The first study cited (by Swan et. al. and published in the Environmental Health Perspectives) found that “baby boys whose mothers had the greatest phthalate exposures while pregnant were much more likely than other baby boys to have certain demasculinized traits,” according to the WSJ. But STATS examined this study carefully and found some methodological problems, as well as a clear misinterpretation of the results by the press. The baby boys were not “demasculinized” in any way: the boys had a smaller anogenital index, which is a measure of the distance from the anus to the scrotum, adjusted for weight. In rats, under high doses of phthalates, this anatomical change also occurs, as does damage to the reproductive systems of the rats. In humans, no damage to the reproductive system was measured at all. And the shortened anogenital distance was well within normal ranges for baby boys.

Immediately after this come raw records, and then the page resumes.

PR #400, opened 2026-07-14
Update LSM6DSV With Some Quality Of Life Improvements

matt001k:
## What changed?
Improved configuration order handling (sensor hub) Default to polled mode with sensor hub devices
Improve function comments
Use 1 data rate to sample from the input configuration
Additional protection against NULL semaphore/mutices

Reduces the number of configurations needed for the LSM6DSV.
Improves robustness for sampling checks.

@mbella-sofar this PR addresses the changes made to the code that utilizes 1 unified polling rate to sample all the gyro, acc, and mag.

## Checklist

### DIFF
--- a/src/lib/drivers/lsm6dsv.cpp
+++ b/src/lib/drivers/lsm6dsv.cpp
@@ -263,10 +263,6 @@ BmErr LSM6DSV::start_stream(std::span<LSM6DSVSensorHub> sensor_hub_items, size_t
 }
 
 lsm6dsv_sh_data_rate_t LSM6DSV::sensor_hub_data_rate_convert(lsm6dsv_data_rate_t data_rate) {
-  if (data_rate <= LSM6DSV_ODR_AT_15Hz) {
-    return LSM6DSV_SH_15Hz;
-  }
-
   lsm6dsv_sh_data_rate_t sh_data_rate = LSM6DSV_SH_15Hz;
   switch (data_rate) {
   case LSM6DSV_ODR_AT_30Hz:
--- a/src/lib/drivers/lsm6dsv.cpp
+++ b/src/lib/drivers/lsm6dsv.cpp
@@ -54,8 +54,8 @@ BmErr LSM6DSV::init(const Cfg *cfg) {
   }
 
   // Do not support high accuracy data rates ref: 6.5 DS13476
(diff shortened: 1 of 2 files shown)


src/lib/drivers/lsm6dsv.cpp
```diff
@@ -191,13 +192,24 @@ BmErr LSM6DSV::start_stream(std::span<LSM6DSVSensorHub> sensor_hub_items, size_t
...
+    lsm6dsv_sh_data_rate_t sh_data_rate = sensor_hub_data_rate_convert(m_cfg.sample_rate);
+    lsm6dsv_return_on_err(lsm6dsv_sh_data_rate_set(&m_ctx, sh_data_rate));
 
     // This must be set to enable reading from device 0
     lsm6dsv_return_on_err(lsm6dsv_sh_write_mode_set(&m_ctx, LSM6DSV_ONLY_FIRST_CYCLE));
 
     lsm6dsv_return_on_err(lsm6dsv_sh_slave_connected_set(
         &m_ctx, static_cast<lsm6dsv_sh_slave_connected_t>(sensor_hub_count - 1)));
+
+    // Configure sensor hub to trigger from interrupt INT2, by default this is active low
```
victorsowa12, line 204: there is a comment on line 116 that says the int pin is configured as active high and here we are configuring and commenting that it is active low. I see this pin is called INT2, are there actually 2 INT pins and are they different polarities?

victorsowa12 (approved):
Changes look good to me! Only had a question about code comments regarding the active high/low of the interrupt.

src/lib/drivers/lsm6dsv.cpp
matt001k: Yes, there is an input interrupt to the LSM6DSV which can be used to sample external sensors on an I2C bus (called Sensor Hub in ST's lingo), this is called INT2.
INT1 is the interrupt hooked up to the U5, this one is active high.

Let me know if it is worthwhile to clear that up on line 116!

matt001k: Added an indication on line 116 that it is in reference to INT1!

victorsowa12: Nice! Thanks for the clarification!

mbella-sofar (approved):
Looks good to me!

In addition, the study failed to follow a couple of important statistical principles. The burden of proof to show a correlation between two things (such as high phthalate level and small anogenital index) is measured by what is called the “p-value”. This value is a measure of how likely it is that we would see the data from the study purely by chance and not because there’s an actual correlation (or a causal relationship) between the two. The same principle is behind the idea that, if you flip a coin ten times, you might get three heads and seven tails. Can you conclude that the coin is biased? Depends on how unlikely it would be to get the skewed results. In the case of the Swan study, the p-value is calculated incorrectly – they did not take into account the fact that they tried to correlate the anogenital index with several different phthalates. When you try to associate a measurement with several different possible correlates, you have a higher chance of “finding” something that is really just a chance relationship.

Other problems with Swan's study include a limited sample size from only two locations in the U.S. This makes it very difficult to control for external factors that may be the real “cause” of the anatomical difference measured in the study, rather than phthalates.

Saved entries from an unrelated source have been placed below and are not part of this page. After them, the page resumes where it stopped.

PR #403, opened 2026-07-20
Metrics service MVP

Davidbick:
## What changed?
Adds a network metrics sampler to the bridge. A new background task (metrics_sampler.cpp) polls every discovered node's metrics service on a timer, and appends each CBOR reply to network_metrics.log via spotter_log(). The bridge polls its own metrics service too.

Depends on: [bm_common_messages PR](https://github.com/bristlemouth/bm_common_messages/pull/65) and [bm_core PR](https://github.com/bristlemouth/bm_core/pull/150).

This gives us observability into the mesh's physical link health. Each node's ADIN2111 PHY exposes signal quality (MSE, SQI, link-quality) and error counters (RX CRC, symbol errors) that were previously unreadable off-device. Now the bridge collects them fleet-wide into one timestamped log, so we can spot a degrading cable or a noisy port over time instead of after a link drops.

`metrics_sampler.cpp` is the substance. 

## Checklist


src/apps/bridge/metrics_sampler.cpp
```diff
@@ -0,0 +1,97 @@
+#include "metrics_sampler.h"
+
+#include "FreeRTOS.h"
+#include "task.h"
```
matt001k: Lets use `bm_os` calls here to try and reduce as much FreeRTOS to bristlemouth OS noise as possible.

src/apps/bridge/app_main.cpp
```diff
@@ -441,9 +443,11 @@ static void defaultTask(void *parameters) {
   sensorControllerInit(&bridge_power_controller);
   ncpInit(&usart3, &dfu_partition, &bridge_power_controller);
   topology_sampler_init(&bridge_power_controller);
+  metrics_sampler_init();
   debug_ncp_init();
   debugBmServiceInit();
   sys_info_service_init();
+  metrics_service_init();
```
matt001k: Maybe the metrics service can be a default service hosted on every Bristlemouth device. Thoughts? @Davidbick @victorsowa12

src/apps/bm_soft_module/app_main.cpp
```diff
@@ -406,6 +408,8 @@ static void defaultTask(void *parameters) {
   bm_sub(APP_PUB_SUB_UTC_TOPIC, handle_bm_subscriptions);
   echo_service_init();
   sys_info_service_init();
+  metrics_service_init();
+  metrics_network_component_init();
```
matt001k: I might be a bigger fan of this being initialized in `bm_core`. I think it should be something that is configurable in the `bm_config.h` file. This might look something like

```

#define METRICS_SERVICE_ENABLE 0

```

And then in `bristlemouth_init` there would be a line as follows:

```
...
#if METRICS_SERVICE_ENABLE
metrics_service_init();
#endif
...
```

The same would go in the adin initialization function for the network component:

```
#if METRICS_SERVICE_ENABLE
adin_network_metrics_init();
#endif
```

This will also reduce a bunch of code in every `app_main.cpp`.

src/apps/bridge/metrics_sampler.cpp
```diff
@@ -0,0 +1,109 @@
...
+  // Raw CBOR travels on the wire; base64 is applied only here
+  size_t b64_len = 0;
+  mbedtls_base64_encode(NULL, 0, &b64_len, reply_data, reply_len);
+  if (b64_len == 0) {
+    bridgeLogPrint(BRIDGE_SYS, BM_COMMON_LOG_LEVEL_WARNING, USE_HEADER,
+                   "Empty metrics reply from %.*s\n", (int)service_strlen, service);
+    return true;
+  }
+
+  uint8_t *b64 = (uint8_t *)bm_malloc(b64_len);
```
matt001k: Can this be a static buffer?
Because we know this won't be larger than 1 MTU of Bristlemouth data, can we calculate the max size of of Base64'd data on 1500 bytes of Bristlemouth data (or 1000 bytes whatever is truly being used for services).
This way we do not have to continuously `malloc` buffers here, saving time and reducing potential fragmentation in the heap.
Also note that this `cb` is called from a single thread, so no need to `mutex` protect the variable.

src/apps/bridge/metrics_sampler.cpp
```diff
@@ -0,0 +1,109 @@
...
+                   (int)service_strlen, service);
+  }
+  bm_free(b64);
+  return true;
+}
+
+static void metrics_sampler_task(void *parameters) {
+  (void)parameters;
+  for (;;) {
+    vTaskDelay(pdMS_TO_TICKS(_poll_interval_ms));
```
matt001k: Lets try as much as we can to use the `bm_os.h` function calls (`bm_delay` here) to standardize abstractions in our calls!

src/apps/bridge/metrics_sampler.cpp
```diff
@@ -0,0 +1,109 @@
...
+                   _poll_interval_ms);
+    set_config_uint(BM_CFG_PARTITION_SYSTEM, AppConfig::METRICS_POLL_INTERVAL_MS,
+                    strlen(AppConfig::METRICS_POLL_INTERVAL_MS), _poll_interval_ms);
+    save_config(BM_CFG_PARTITION_SYSTEM, false);
+  }
+
+  BaseType_t rval =
+      xTaskCreate(metrics_sampler_task, "METRICS_SAMPLER", METRICS_SAMPLER_TASK_STACK_SIZE,
+                  NULL, METRICS_SAMPLER_TASK_PRIORITY, NULL);
+  configASSERT(rval == pdPASS);
```
matt001k: I think we should only create this task if `metricsPollIntervalMs` is not zero. Meaning we will only poll from the network if there is a non-zero configuration set. The default should also be zero.

src/apps/bridge/app_config.h
```diff
@@ -24,6 +24,7 @@ constexpr const char *RBR_CODA_READING_PERIOD_MS = "rbrCodaReadingPeriodMs";
 constexpr const char *TICKS_SAMPLING_ENABLED = "ticksSamplingEnabled";
 constexpr const char *TURBIDITY_READING_PERIOD_MS = "turbidityReadingPeriodMs";
 constexpr const char *AANDERAA_SALINITY_READING_PERIOD_MS = "salinityReadingPeriodMs";
+constexpr const char *METRICS_POLL_INTERVAL_MS = "metricsPollIntervalMs";
```
matt001k: Lets make this `seconds` instead of `milliseconds`. I think `ms` is too granular and could create chaos in a system in the value was set really low like `10ms`, flooding the network with messages.

tools/scripts/misc/decode_metrics.py
```diff
@@ -0,0 +1,77 @@
...
+            m = LINE_RE.match(line)
+            if not m:
+                continue
+            try:
+                env = cbor2.loads(base64.b64decode(m.group("b64")))
+            except Exception:
+                continue  # skip malformed lines
+            net = env.get("data", {}).get("network_port_stats")
+            if not net:
+                continue  # only network stats for now; other components ignored
```
matt001k: Maybe place a print statement here to indicate the data type is not supported.
This way folks can know they should update this script if they add new components.

matt001k (commented):
Nice work! A couple of comments here, let me know your thoughts!

src/apps/bridge/app_main.cpp
Davidbick: Great idea! This is now implemented in bm_core.

src/apps/bm_soft_module/app_main.cpp
Davidbick: I moved the initialization to bm_core and cleaned up the app code!

src/apps/bridge/metrics_sampler.cpp
Davidbick: Yes, it can be static. That cleans up the sizing calls and removes the malloc!

tools/scripts/misc/decode_metrics.py
Davidbick: Instead of warning per unknown component, I will make the decoder generic so new types are captured with no code changes. ADIN keeps its port/lq_label enrichment as a special case.

matt001k: Nice! If it is generic enough, maybe one day we can place it in `bm_core` to be used!

matt001k (approved):
Looks clean 😮‍💨 LGTM!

While the chips are not in on phthalates, remarkably few studies are looking into how phthalates get into our system. How are phthalates used in “construction materials, clothing, toys and furnishings… adhesives, waxes, inks, cosmetics, insecticides and drugs,” as well as perfumes and medical devices, making their way to our babies, our urine, and our sperm? In some cases this might be obvious, such as swallowing pills with a phthalate-containing coating, but in others (such as that found in nail polish), the entry into the human body is not clear at all.

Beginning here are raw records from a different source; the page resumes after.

PR #404, opened 2026-07-20
Add Keller Depth Sensor Driver For XLD Sensors

matt001k:
## What changed?
Adds driver for Keller XLD sensors.

This prepares a driver necessary for the Motion Depth Module.

I tried to write this to match the same flow that the LSM6DSV driver has.
Let me know your thoughts, or if I need to explain in detail any other information!

## Checklist

### DIFF
--- a/src/lib/drivers/xld.cpp
+++ b/src/lib/drivers/xld.cpp
@@ -1,4 +1,6 @@
 #include "xld.h"
+#include "FreeRTOS.h"
+#include "semphr.h"
 #include <string.h>
 
 XLD::XLD(SensorInterfaceBus *bus, void *arg) : m_bus(bus), m_arg(arg) {}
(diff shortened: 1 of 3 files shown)


src/lib/drivers/xld.cpp
```diff
@@ -0,0 +1,217 @@
...
+
+/*!
+ @brief Handle EOC interrupt
+
+ @details Must be called in the interrupt handler tied to the EOC pin.
+          Indicates when a reading has been performed. Pin is active low.
+ */
+void XLD::handle_interrupt(void) {
+  if (m_data_ready_sem) {
+    bm_semaphore_give(m_data_ready_sem);
```
victorsowa12: should this be `bm_semaphore_give_from_isr`? I'm also not sure if we have that api.

victorsowa12 (approved):
Looks good!

src/lib/drivers/xld.cpp
matt001k: Ah yes good call out. I will use the direct FreeRTOS call.

matt001k: Updated!

PR #405, opened 2026-07-21
BNO085 driver: configure SPI mode 3 and sample rate

Davidbick:
## What changed?
SPI mode is now set by the driver itself: configureSpiMode() runs at startup and puts the bus in mode 3, which the BNO085 requires. 
Report rate is now configurable: added setReportInterval() and a _reportInterval_us member.

The driver is now more self-contained as it no longer depends on a board-wide SPI-mode change to work. Consumers can now pick a sample rate, making the driver reusable across applications.

## Checklist


victorsowa12 (approved):

matt001k (approved):
Awesome job!

PR #408, opened 2026-07-29
Feature/network metrics cli

Davidbick:
## What changed?

- New `src/lib/bm_ncp/ncp_metrics.{cpp,h}`: requests metrics from the target node (or all nodes via topology when `node_id == 0`), pretty-prints each CBOR reply, and returns it to the console via `bm_serial_send_metrics_reply()`.

- Completes the on-demand `bm_metrics` path: the bridge serves host requests and returns readable per-node metrics, rendering on the bridge so the host just prints.

- The PR relies on [bm_serial PR 33](https://github.com/bristlemouth/bm_serial/pull/33) which should be merged first.

## Checklist


victorsowa12 (approved):
Lookin good to me!

matt001k (approved):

Yet the argument against phthalates is having an impact on industries that do not produce materials meant to be swallowed. Scary sound-bites, such as the result that preemies exposed to medical tubing have phthalate levels five times as high as babies not exposed, are trumping reports of the follow up study, which concluded that these same babies did not subsequently have any fertility problems. The high stakes involved in the phthalate debate make it all the more important that the media give a balanced view of the scientific evidence.

Editor’s note – STATS will look at the underlying arguments made in the Wall Street Journal series on the risk from trace amounts of chemicals in food, consumer products and the environment - and the toxicological disputes that can skew the appearance of risk - at a later date.